Let say I am trying to convert a 1-d Dataframe to a 2-d Dataframe. First I have the following 1-d Dataframe
a_array = [1,2,3,4,5,6,7,8]
a_df = pd.DataFrame(a_array).T
And I am going to convert that into a 2-d Dataframe with the size of 2x4
. I start by preseting the 2-d Dataframe as follow:
b_df = pd.DataFrame(columns=range(4),index=range(2))
Then I use for-loop to help me converting a_df
(1-d) to b_df
(2-d) with the following code
for i in range(2):
b_df.iloc[i,:] = a_df.iloc[0,i*4:(i+1)*4]
It only gives me the following results
0 1 2 3
0 1 2 3 4
1 NaN NaN NaN NaN
But when I changed b_df.iloc[i,:]
to b_df.iloc[i][:]
. The result is correct like the following, which is what I want
0 1 2 3
0 1 2 3 4
1 5 6 7 8
Could anyone explain to me what the difference between .iloc[i,:]
and .iloc[i][:]
is, and why .iloc[i][:]
worked in my example above but not .iloc[i,:]
There is a very, very big difference between series.iloc[:]
and series[:]
, when assigning back. (i)loc
always checks to make sure whatever you're assigning from matches the index of the assignee.
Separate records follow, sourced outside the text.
PR #627, opened 2025-03-23
Improve audit performance

jkloetzke:


pym/bob/audit.py
```diff
@@ -113,178 +117,125 @@ def __getOsRelease(cls):
...
+    def reset(self, variantId, buildId, resultHash, date=None):
         u = platform.uname()
-        self.__build = {
-            'sysname'  : u.system,
-            'nodename' : u.node,
-            'release'  : u.release,
-            'version'  : u.version,
-            'machine'  : u.machine,
-            'date'     : datetime.now(timezone.utc).isoformat(),
+        # Versions ob Bob before 0.25 required some fields to be always
```
rhubert, line 132:
```suggestion
        # Versions of Bob before 0.25 required some fields to be always
```

jkloetzke: Thanks for noticing. :)

PR #628, opened 2025-03-26
make HttpArchive retry configurable

MarcKe:


test/unit/test_archive.py
```diff
@@ -152,13 +170,7 @@ def __getSingleArchiveInstance(self, spec):
...
 
     def setUp(self):
-        # create repo
-        self.repo = TemporaryDirectory()
-
-        # add artifacts
-        self.dummyFileName = self.__createArtifact(DOWNLOAD_ARITFACT)
-        self.__createArtifact(WRONG_VERSION_ARTIFACT, "0")
-        self.__createBuildId(DOWNLOAD_ARITFACT)
+        super().setUp()
```
jkloetzke, line 178: I guess you can remove the method if you just call the base class method. Same for `tearDown` below...

pym/bob/archive.py
```diff
@@ -885,6 +885,13 @@ def __retry(self, request):
                 if retries == 0: return (False, e)
                 retries -= 1
 
+    def _retry(self, request):
+        (ok, result) = self.__retry(request)
+        if ok:
+            return result
+        else:
+            raise result
+
```
jkloetzke: Why not just modify `__retry` accordingly? AFAICS, all call sites rely on throwing in case of an error.

Also, please separate the cleanup (getting rid of all the identical if/else constructs) from the actual change. Those are two independent changes.

pym/bob/archive.py
```diff
@@ -944,14 +939,13 @@ def _openUploadFile(self, buildId, suffix, overwrite):
...
 
     def _putUploadFile(self, path, tmp, overwrite):
-        (ok, result) = self.__retry(lambda: self._webdav.upload(path, tmp, overwrite))
-        if ok:
-            return result
-        else:
-            raise result
+        return self._retry(lambda: self._webdav.upload(path, tmp, overwrite))
+
+    def __listdir(self, path):
```
jkloetzke, line 944: Why add a new method? There is only one caller, isn't it. Same for `__delete` and `__stat`...

test/unit/test_archive.py
MarcKe: There is more code following here. I agree with the tearDown()

pym/bob/archive.py
MarcKe: That's a good question. I don't remember my thoughts :>

MarcKe:
> Thanks. Just some minor comments...
> 
> There seems to be an issue with the test execution on Python 3.12. Maybe one of the new test hangs sporadically?
> 
> (BTW, improving on the commit message style would be nice. Just take an inspiration on the existing commits. Usually, the commit message should give a rationale _why_ the change is made. Basically a message to our future selves to understand why things had to be changed. 😉 )

Im confused by python 3.12. The tests that I touched both completed...

MarcKe:
> > Thanks. Just some minor comments...
> > There seems to be an issue with the test execution on Python 3.12. Maybe one of the new test hangs sporadically?
> > (BTW, improving on the commit message style would be nice. Just take an inspiration on the existing commits. Usually, the commit message should give a rationale _why_ the change is made. Basically a message to our future selves to understand why things had to be changed. 😉 )
> 
> Im confused by python 3.12. The tests that I touched both completed...

It looks like the blackbox test "setup-scripts" did not run and the coverage is missing. I do not know why. I tested it with pyenv and 3.12.9. The tests just worked.

jkloetzke:
Strange. Not sure what changed. Seems like I'll have to investigate this. Anyway, that should not prevent us from merging the PR.

Thanks.

PR #630, opened 2025-03-28
webdav: do not consider 404 an error for delete

MarcKe:
deleting a file that is not there (anymore) should not throw an exception. this caused some issues in our company's interal CỊ where cache issues lead to delete attempts on files that were already gone

### DIFF
--- a/pym/bob/webdav.py
+++ b/pym/bob/webdav.py
@@ -196,7 +196,7 @@ class WebDav:
         connection.request("DELETE", filepath, headers=headers)
         response = connection.getresponse()
         response.read()
-        if response.status not in [200, 204]:
+        if response.status not in [200, 204, 404]:
             raise HttpDownloadError("DELETE {} {}".format(response.status, response.reason))
 
     def stat(self, file):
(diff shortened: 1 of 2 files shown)


MarcKe:
@jkloetzke I think your 3.12 environment is somehow broken. This should just run as before...

MarcKe:
It is definitely hanging in the `scripts` call in `setup-scripts`. I could replicate it locally (had parallel missing)
I also tried different version. 3.11.11 and 13.13.2 work. 3.12.8 and 3.12.9 do not. Sometimes the tests run through, so there seems to be some interference between tests...
3.12 also consistently has the slowest execution time.
Here are some example run times:
3.13.2:
real	3m26,217s
user	8m3,704s
sys	1m1,103s

3.12.9 (canceled when other tests finished):
real	4m51,279s
user	11m38,881s
sys	0m59,628s

3.11.11:
real	2m39,814s
user	5m43,922s
sys	1m1,341s

jkloetzke:
I took myself the freedom to reformat the commit message.

The [failure in 3.10](https://github.com/BobBuildTool/bob/actions/runs/14134811953/job/39603855101?pr=630#step:7:555) seems to be a recent regression. It's not related to this PR, though.

I still have no clue what causes 3.12 to fail consistently. :shrug:

Issue #645, opened 2025-05-19
Make dependencies available in package setp


jkloetzke:
**Is your feature request related to a problem? Please describe.**
Currently, the dependencies of a recipe are only available in the build step. In case the recipe just gathers the result of other recipes, this is wasteful because the aggregated result needs to be copied once again in the package step.

**Describe the solution you'd like**
Add a `packageDep` property to the `depends` entries, mirroring the `checkoutDep` property.

PR #647, opened 2025-05-20
Package step dependencies

jkloetzke:
Implements #645.

### DIFF
--- a/doc/manual/configuration.rst
+++ b/doc/manual/configuration.rst
@@ -548,7 +548,7 @@ a script for the same step are joined in front of this script in the order the
 inheritance is specified. The inheritance graph is traversed depth first and
 every class is included exactly once.
 
-Dependencies of the recipe are by default only available to the
+Dependencies of the recipe are generally only available to the
 ``buildScript``. The path to the previous step (checkout workspace for
 ``buildScript``, build workspace for ``packageScript``) is always passed in
 ``$1``. Other dependencies are available in the order in which they were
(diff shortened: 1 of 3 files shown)


jkloetzke:
@icedieler @rhubert @sbixl Any thoughts on this?

Basically, you can now write:

```yaml
depends:
    - ...

packageDepends: True
packageScript: |
    for i in "{@:2}" ; do
        ...
    done
```

I figured that my original idea with a fine-grained `packageDep` property in the `depends` section does not really fly. The problem are indirect dependencies that would then have to be handled in the fine grained fashion too. Also, I don't see a use case where only selected dependencies should be made available to the package step. But you guys may have a different idea...

rhubert:
I think having all dependencies in the package step set is sufficient.  I assume `$1` is still the build step? Can we also make the checkout Step available? Is `BOB_DEP_PATHS` set?

jkloetzke:
> I assume `$1` is still the build step?

Indeed, this is the case. Just like in the build step, the dependencies start at `$2`.

> Can we also make the checkout Step available?

You can have that even today. Even in the sandbox, the checkout step is accessible for the package step. The reason is that we used `make install` in the package step in the past. So the following will work:

```yaml
checkoutSCM:
    ...

buildScript: |
    ln -sf "$1" src

packageScript: |
    rsync "$1/src/" .
```

> Is `BOB_DEP_PATHS` set?

Yes, just like for the build step.

rhubert:
I know this make-a-symlink-pointing-to-the-sources way. I just thought it might be easier to read / less to write if we could get rid of this and have a direct access to the checkoutStep.

```yaml
checkoutSCM:
  ...

packageScript: |
  rsync $CHECKOUT_DIR/ .
```

jkloetzke:
Hmm, this is unfortunately not easily possible. The problem is that `BOB_DEP_PATHS` will be ambiguous then. The package name of the checkout step and the build step will obviously be identical. While we could argue that this is just a minor nuisance, I made the observation that such inconsistencies will bite us in the end. Therefore, I would not like to go this route.

rhubert:
Fine for me - was just an idea.

sbixl:
The only use case I can think of right now is the one Ralf already mentioned. Fine for me too.

jkloetzke:
Thanks for the feedback. :+1:

PR #653, opened 2025-07-21
bob-[dev, build] manpage: improve command syntax descriptions

icedieler:
Unify the description of the option syntax. Add the long option where one is available.

### DIFF
--- a/doc/manpages/bob-build-dev.rst
+++ b/doc/manpages/bob-build-dev.rst
@@ -170,6 +170,9 @@ Options
     forced=<layer regex>
       like 'yes' above, but fail if any download fails
 
+``-h, --help``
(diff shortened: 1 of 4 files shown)


jkloetzke (commented):
The synopsis of the manpages is a verbatim copy of the respective output of `bob <command> -h | cat`. I would like to keep it this way, even if we do not show the long variant of arguments with short options. Otherwise, keeping the synopsis in sync will get increasingly harder.

icedieler:
Thanks @jkloetzke for the helpful review. In the new pull request I made sure to have both the command help and the manpage in sync and at least don't worsen the situation.

jkloetzke:
Thanks!

PR #655, opened 2025-07-23
Urlscm: add support for custom headers

rhubert:
Some servers need additional informations provided by custom headers.
Add a `headers` attribute where the user can set these custom headers.


jkloetzke:
Thanks.

PR #13, opened 2015-04-25
Clang complains about missing override declartions

ff2000:
```
src/gui/shell.h:21:8: fatal error: 'sizeHint' overrides a member function but is not marked 'override' [-Winconsistent-missing-override]
```

So make clang happy.

### DIFF
--- a/src/gui/shell.h
+++ b/src/gui/shell.h
@@ -18,9 +18,9 @@ public:
 	Shell(NeovimConnector *nvim, QWidget *parent=0);
 	~Shell();
 	QSize sizeIncrement() const;
-	QSize sizeHint() const;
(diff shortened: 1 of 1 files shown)


equalsraf:
I can't replicate with clang 3.5.0 but this sounds right in a more pedantic environment.

@ff2000 does replacing `override` with Q_DECL_OVERRIDE also works for you?

And just for completeness what OS/Clang version are you using?

ff2000:
I'm on Gentoo linux, clang-2.6.0.
And yes, Q_DECL_OVERRIDE also works. I just updated the PR.

equalsraf:
Merged thanks @ff2000.

Issue #8, opened 2015-03-31
Changing Neovim font


equalsraf:
A font changing dialog would be nice, but how do we trigger without risking shadowing a neovim mapping.

Otherwise if neovim/neovim#2203 is implemented we can wait for a notification for a predefined variable.

aikeru:
If we're stuck with just one font, could you switch it to be a powerline font?
https://github.com/powerline/fonts/tree/master/DejaVuSansMono

Or even better, the font with the file icons, too, for those that want them:
https://github.com/ryanoasis/font-nerd-icons/tree/master/patched-fonts/DejaVuSansMono

That would be really sweet.

equalsraf:
@aikeru, PR #16 seems ready to be merged, and should allow you to change your fonts.

But requires the following nvimrc snippet.
```
" Neovim-qt Guifont command, to change the font
command -nargs=? Guifont call rpcnotify(0, 'Gui', 'SetFont', "<args>")
" Set font on start
let g:Guifont="DejaVu Sans Mono for Powerline:h13"
```

yngwin:
neovim-qt should not ship a copy of dejavu, but should simply use the default monospace font as defined by fontconfig, in case no Guifont is set.

equalsraf:
@yngwin yup the bundled DejaVu will be removed when #16 is merged. It just defaults to Monospace.

vityafx:
I still don't understand what should I do to change font in neovim-qt, can you guys please enlight me?

When I do

    :Guifont Monaco:h12

Neovim says:

> E116: Invalid arguments for function rpcnotify

equalsraf:
Hi @vityafx.

I'm assuming you are using the branch from #16.

> > E116: Invalid arguments for function rpcnotify

It seems Neovim is not happy about the Guifont command, what do you have in your .nvimrc? Mine looks like this.

    command -nargs=? Guifont call rpcnotify(0, 'Gui', 'SetFont', "\<args\>") | let g:Guifont="<args>"

vityafx:
Yes, had a problems with it while pasting from here.
I've changed it to your one and it does not throw any error anymore. But the font still does not change.

equalsraf:
Strange did you build neovim-qt from the branch in #16? Also does `:messages` show any messages about the font?

vityafx:
`:messages` say:

> Unknown font: <args>

equalsraf:
[...]

PR #16, opened 2015-05-07
set GUI font

equalsraf:
For #8.

You need to add this command to your nvimrc for this to work
```
:command -nargs=? Guifont call rpcnotify(0, 'Gui', 'SetFont', "<args>") | let g:Guifont="<args>"
```

The command does two things

1. It sends an rpc notification "Gui" "SetFont" "Font"
2. It sets the global variable g:Guifont (this is necessary for cases when Guifont is called but the is GUI is not attached, i.e. nvimrc)

To see the current font

```
:Guifont
DejaVu Sans Mono:h11
```

To set the font
```
:Guifont Monaco:h12
```


equalsraf:
ping @coolwanglu, @carlosdcastillo, @qvacua, @rogual, @stefan991, @oakes (did I miss anyone?)

Neovim notifications seem like a good way to replace the old `set guifont` it would be cool if we can agree on semantics and share the same VimL bits across all GUIs. Maybe start a PR on neovim/neovim for the VimL. Or maybe one of you already has this working?

PS: I've used the `set guifont` Windows semantics for font names, but just because I prefer those to the space escaping in Unix.

rogual:
I'm looking at using `rpcnotify` in NeoVim.app (OSX) and it seems like the way to go; `rpcrequest` supports returning values and flagging errors but I couldn't figure out if there's a way to use it for a GUI or not; its synchronous nature seems to cause it to hang the program.

In my experimental branch I'm using the `Mac` prefix, i.e. `MacSetFont`; a cross-GUI `Gui` prefix sounds like a great idea to me.

equalsraf:
For errors I'm just printing with `vim_report_error("Invalid font height")` or `vim_out_write(...)`

coolwanglu:
I'm not sure if this should be made central at neovim. Some believe that it's the specific GUI's response to manage this.
My concern of a centralized font settings is that, the format may vary among platforms, e.g. neovim-e uses the format of CSS, which should be different from other native platforms.

equalsraf:
@coolwanglu I did not mean the actual font format, just the commands the user calls to set the font and the semantics for font names i.e. the equivalent to the old `set guifont=`

coolwanglu:
@equalsraf yes, then you will need a format for font family and size for that option?
Well anyway in `options.txt` I saw that it's already platform dependent.

I'm not sure if we need a new command for that. It sounds simpler and more powerful to me that if GUI clients would be able to subscribe to some options.

equalsraf:
> clients would be able to subscribe to some options

I don't think option subscription is working yet, but that would work too, just need to know which option and what is the format for the value - for set guifont there were some semantics differences between Unix/Windows/Mac, but we can choose one of the already existing ones.

Mariappan:
hi @equalsraf can you please rebase this with the master branch.
Will use this branch build, with the latest tcp connection close fix also :stuck_out_tongue:

equalsraf:
Rebased.

Mariappan:
Thanks @equalsraf 
I am facing a small issue with the font rendering. The below picture explains the prob.
First window is the vim-qt and second one is neovim-qt

nvim-qtfonterror
In the status line, you can see the difference clearly

Mariappan:
One more update, with monospace font I am facing this problem

dani-h:
Can't seem to get this working. No error message either, the font just doesn't change

equalsraf:
@dani-h this only works in the tb-setguifont branch. What fonts did you try with? Does `:Guifont` print anything at all?

equalsraf:
@Mariappan where did you get that Consolas font, can you send me a link so I can test?

equalsraf:
@dani-h added a fix that may help, some error cases were not printing any error message.

dani-h:
Yeah the error message helps: `Font needs to be fixed pitch` for Monaco:h12. Works perfectly for GVim and in the terminal.

Also something slightly annoying is that you can't paste text into the bottom command prompt. <C-v> and <Insert> simply write those characters into the prompt instead of pasting text.

equalsraf:
> Yeah the error message helps: Font needs to be fixed pitch for Monaco:h12. Works perfectly for GVim and in the terminal.

I'm a bit more pedantic about fonts than GVim :D. GVim does allow you do use non Monospace fonts, some "Monospace" fonts are just a little buggy concerning metrics - but I prefer to throw in an early error to let the user know something is wrong with the font.

Where did you get your Monaco? This one works for me https://github.com/cstrap/monaco-font

equalsraf:
> Also something slightly annoying is that you can't paste text into the bottom command prompt. and simply write those characters into the prompt instead of pasting text.

You mean pasting into the vim command line, like [\<C-r\>"](http://stackoverflow.com/questions/3997078/how-to-paste-yanked-text-into-vim-command-line)

dani-h:
Yeah, I usually just use shift-insert

equalsraf:
@dani-h Shift-Insert is handled by your terminal, not by Vim, if you try it in GVim you will get \<S-Insert\> as output too.

dani-h:
> I'm a bit more pedantic about fonts than GVim :D. GVim does allow you do use non Monospace fonts, some "Monospace" fonts are just a little buggy concerning metrics - but I prefer to throw in an early error to let the user know something is wrong with the font.

Where did you get your Monaco? This one works for me https://github.com/cstrap/monaco-font

I'm pretty sure I used that installation script in that repo (for Ubuntu) in the past and I installed it again for good measure, the error message was different this time: `Unknown font`

dani-h:
> @dani-h Shift-Insert is handled by your terminal, not by Vim, if you try it in GVim you will get <S-Insert> as output too.

Nope, \<S-Insert> for in Gvim, tested again now

equalsraf:
> Nope, <S-Insert> for in Gvim, tested again now

Strange maybe the mapping is set somewhere but my GVim does not have it (also [here](http://superuser.com/questions/322947/gvim-shift-insert-dump-s-insert-instead-of-the-clipboard-text)) it should be just a mapping like

    cmap <S-Insert>  <C-R>+

But this requires something like `has("gui_running")` and I dont think it works ATM.

> I'm pretty sure I used that installation script in that repo (for Ubuntu) in the past and I installed it again for good measure, the error message was different this time: Unknown font

So it does not find the font at all now. Do other applications see it?

dani-h:
> So it does not find the font at all now. Do other applications see it?

Yes. It's my default font for the terminal

dani-h:
Is it possible to define and call the Guifont command in a .vimrc file? It seems like when I try to do that the font doesn't change at startup. So each time I open nvim-qt I have to change the font.

`
  command -nargs=? Guifont call rpcnotify(0, 'Gui', 'SetFont', "<args>")
  Guifont Monaco:h10

`

equalsraf:
> Is it possible to define and call the Guifont command in a .vimrc file?

Because when nvimrc is processed the GUI is not attached yet. This is what I use in my nvimrc right now.

    " Neovim-qt Guifont command
    command -nargs=? Guifont call rpcnotify(0, 'Gui', 'SetFont', "<args>")
    let g:Guifont="DejaVu Sans Mono:h13"

The global variable is not ideal but until Neovim supports options for this and notifications I think this is the only way to do it.

dani-h:
Hah you are really fast to reply :+1: It works, thanks.

The font in nvim-qt isn't as clear as in the terminal, do you have any clue why? Seems a little blurry

equalsraf:
Maybe its related to #39? Are you using an HiDPI display?

dani-h:
I'm not sure but I don't think I'm using a HiDPI display. I'll double check later

It seems like I have the same issue with gnome-terminal when rendering the Monaco font. It seems a little wider than it's supposed to be.

Here's a comparison of lxterminal and neovim-qt
neovim-qt-bug

equalsraf:
Mmmm the lack of italic variant is also causing some issues.

bug1

equalsraf:
@dani-h I'll probably break Monaco for you later today :S.

Any idea if its possible to get Monaco with bold and italic?

Mariappan:
@equalsraf I am using the font from the below path:
https://github.com/runsisi/consolas-font-for-powerline/blob/master/Powerline%20Consolas.ttf

mkusher:
First one is neovim-qt and second one is gvim
snapshot422
snapshot421

equalsraf:
@mkusher what font/fontsize are you using in those screenshots?

mkusher:
@equalsraf I'm using patched Liberation Mono with https://github.com/ryanoasis/vim-devicons

equalsraf:
@mkusher, confirmed here. Those characters seem to be double width but are rendered  in a single cell. So either we are (mistakenly) identifying those as single width, or the font is broken. 

I'm also seeing some issues in my terminal (konsole) when I place the cursor on top of the gear icon - the chars spill outside of their cell and the text is pushed to the right. Any idea if this happens in other terminals too?

FIY ryanoasis/vim-devicons#11 mentions the ability to generate single width glyphs

mkusher:
@equalsraf gVim just highlight char part inside the cursor
snapshot425
but it looks like termite have managed to do highlighting the right way
snapshot427
snapshot426

Mariappan:
hi @equalsraf I am not able to open nvimqt (windows 7) from the latest app veyor.
I am getting the following error.
image

raghur:
I have the same issue as @Mariappan when trying the build from appveyor (#327). build no. 325 works well though (though you can't change Guifont on that yet)

equalsraf:
Quick look, apparently I tripped over a NULL pointer in there

```
Unhandled exception: page fault on read access to 0x00000000 in 32-bit code (0x100a7500).
Register dump:
 CS:0023 SS:002b DS:002b ES:002b FS:0063 GS:006b
 EIP:100a7500 ESP:0033fcc8 EBP:0033fcdc EFLAGS:00010206(  R- --  I   - -P- )
 EAX:0033fd28 EBX:005d6368 ECX:00000000 EDX:005d7338
 ESI:005d6318 EDI:005d63f0
Stack dump:
0x0033fcc8:  0040fea3 005d63f0 005d6318 005d6318
0x0033fcd8:  00000009 0033fcf4 0040fb78 005d6318
0x0033fce8:  0040feec 005d63f0 6707f520 0033fd40
0x0033fcf8:  0040b1ca 0033fd28 00000006 1866f014
0x0033fd08:  005efba0 005d4d88 00136300 0033fd44
0x0033fd18:  6504167f 005f0838 6504168c 005c6e30
Backtrace:
=>0 0x100a7500 ?height@QFontMetrics@@QBEHXZ() in qt5gui (0x0033fcdc)
  1 0x0040fb78 NeovimQt::Shell::neovimHeight+0x7() [c:\projects\neovim-qt\src\gui\shell.cpp:150] in nvim-qt (0x0033fcf4)
  2 0x0040fb78 NeovimQt::Shell::neovimHeight+0x7() [c:\projects\neovim-qt\src\gui\shell.cpp:150] in nvim-qt (0x0033fcf4)
  3 0x0040fb78 NeovimQt::Shell::neovimHeight+0x7() [c:\projects\neovim-qt\src\gui\shell.cpp:150] in nvim-qt (0x0033fcf4)
  4 0x0040fb78 NeovimQt::Shell::neovimHeight+0x7() [c:\projects\neovim-qt\src\gui\shell.cpp:150] in nvim-qt (0x0033fcf4)
  5 0x0040fb78 NeovimQt::Shell::neovimHeight+0x7() [c:\projects\neovim-qt\src\gui\shell.cpp:150] in nvim-qt (0x0033fcf4)
  6 0x0040fb78 NeovimQt::Shell::neovimHeight+0x7() [c:\projects\neovim-qt\src\gui\shell.cpp:150] in nvim-qt (0x0033fcf4)
```

equalsraf:
Pushed a fix it should be up by now, let me know how it goes.

Mariappan:
hi @equalsraf thanks for the quick resolution. But after updating none of my fonts are loading.
Fixedsys
monofur for Powerline
Powerline Consolas
Consolas

What font are you using?? Any powerline fonts??

Mariappan:
The default font loaded is CourierNew:h8

I tried to increase the font size. That also is not working

equalsraf:
I cant test on Windows right now. It is refusing to load the font because it can't find italic or bold variants for that font. Its a bit pedantic but the font must

- be fixed with
- have italic/bold/bold+italic variants
- the metrics for all variants must match

raghur:
the metrics and variants requirements seem to be eliminating pretty much all the fonts I have. Input, Hack and Pragmata aren't working and in each case I get "<font> has non fixed metrics for its variants"

equalsraf:
> the metrics and variants requirements seem to be eliminating pretty much all the fonts I have. Input, Hack and Pragmata aren't working and in each case I get " has non fixed metrics for its variants"

Do these fonts have bold/italics installed or just the regular font?

raghur:
For both Pragmata and Input I have bold/italics installed. For Hack I only have regular and bold. I'd much prefer if the font was used but a warning was shown that the metrics are not fixed.

equalsraf:
@raghur good point, I've pushed a commit.

- Apparently QFontMetrics in Windows is reporting slightly weird maxWidth metrics for all fonts anyway, the averageWidth is actually ok.
- The error message might be too annoying, I don't think it can block anything, but let me know what you think

aikeru:
If this branch is up-to-date but is yet to be merged due to testing effort, is there any chance I could get a link for a binary? :) That or would you be willing to share one somehow? Thanks for making this awesome project!

equalsraf:
@aikeru if you are in windows you can get the binaries from appveyor https://ci.appveyor.com/project/equalsraf/neovim-qt/branch/tb-setguifont - press the "Artifacts" tab and there is a zip there that you can download. There are also nupkg build available.

expipiplus1:
This is working well for me, although when one tries to use a missing font (for example by running `Guifont foo` I get the error message `Unknown font : <args>` instead of `Unknown font: foo`

equalsraf:
@expipiplus1 that is strange, what do you have in nvimrc for Guifont?

expipiplus1:
A little bit more info:
I'm running HEAD of neovim and HEAD of neovim-qt on Windows.
The line I have in my .nvimrc is `    command -nargs=? Guifont call rpcnotify(0, 'Gui', 'SetFont', "\<args\>") | let g:Guifont="<args>"`

equalsraf:
Do you actually have the slashes in there? Should be `<args>` instead of `\<args\>`, or maybe it was typo from the markdown? Mine looks like this

    command -nargs=? Guifont call rpcnotify(0, 'Gui', 'SetFont', "<args>") | let g:Guifont="<args>"

expipiplus1:
Ah, that's it. I removed the backslashes and everything's fine.
I copied that line from one of the font threads on neovim-qt.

Meanwhile, the [:]
syntax assigns to the underlying NumPy array, bypassing index alignment.
s = pd.Series(index=[0, 1, 2, 3], dtype='float')
s
0 NaN
1 NaN
2 NaN
3 NaN
dtype: float64
# Let's get a reference to the underlying array with `copy=False`
arr = s.to_numpy(copy=False)
arr
# array([nan, nan, nan, nan])
# Reassign using slicing syntax
s[:] = pd.Series([1, 2, 3, 4], index=['a', 'b', 'c', 'd'])
s
0 1
1 2
2 3
3 4
dtype: int64
arr
# array([1., 2., 3., 4.]) # underlying array has changed
# Now, reassign again with `iloc`
s.iloc[:] = pd.Series([5, 6, 7, 8], index=[3, 4, 5, 6])
s
0 NaN
1 NaN
2 NaN
3 5.0
dtype: float64
arr
# array([1., 2., 3., 4.]) # `iloc` created a new array for the series
# during reassignment leaving this unchanged
s.to_numpy(copy=False) # the new underlying array, for reference
# array([nan, nan, nan, 5.])
Now that you understand the difference, let's look at what happens in your code. Just print out the RHS of your loops to see what you are assigning:
for i in range(2):
print(a_df.iloc[0, i*4:(i+1)*4])
# output - first row
0 1
1 2
2 3
3 4
Name: 0, dtype: int64
# second row. Notice the index is different
4 5
5 6
6 7
7 8
Name: 0, dtype: int64
When assigning to b_df.iloc[i, :]
in the second iteration, the indexes are different so nothing is assigned and you only see NaNs. However, changing b_df.iloc[i, :]
to b_df.iloc[i][:]
will mean you assign to the underlying NumPy array, so indexing alignment is bypassed. This operation is better expressed as
for i in range(2):
b_df.iloc[i, :] = a_df.iloc[0, i*4:(i+1)*4].to_numpy()
b_df
0 1 2 3
0 1 2 3 4
1 5 6 7 8
It's also worth mentioning this is a form of chained assignment, which is not a good thing, and also makes your code harder to read and understand.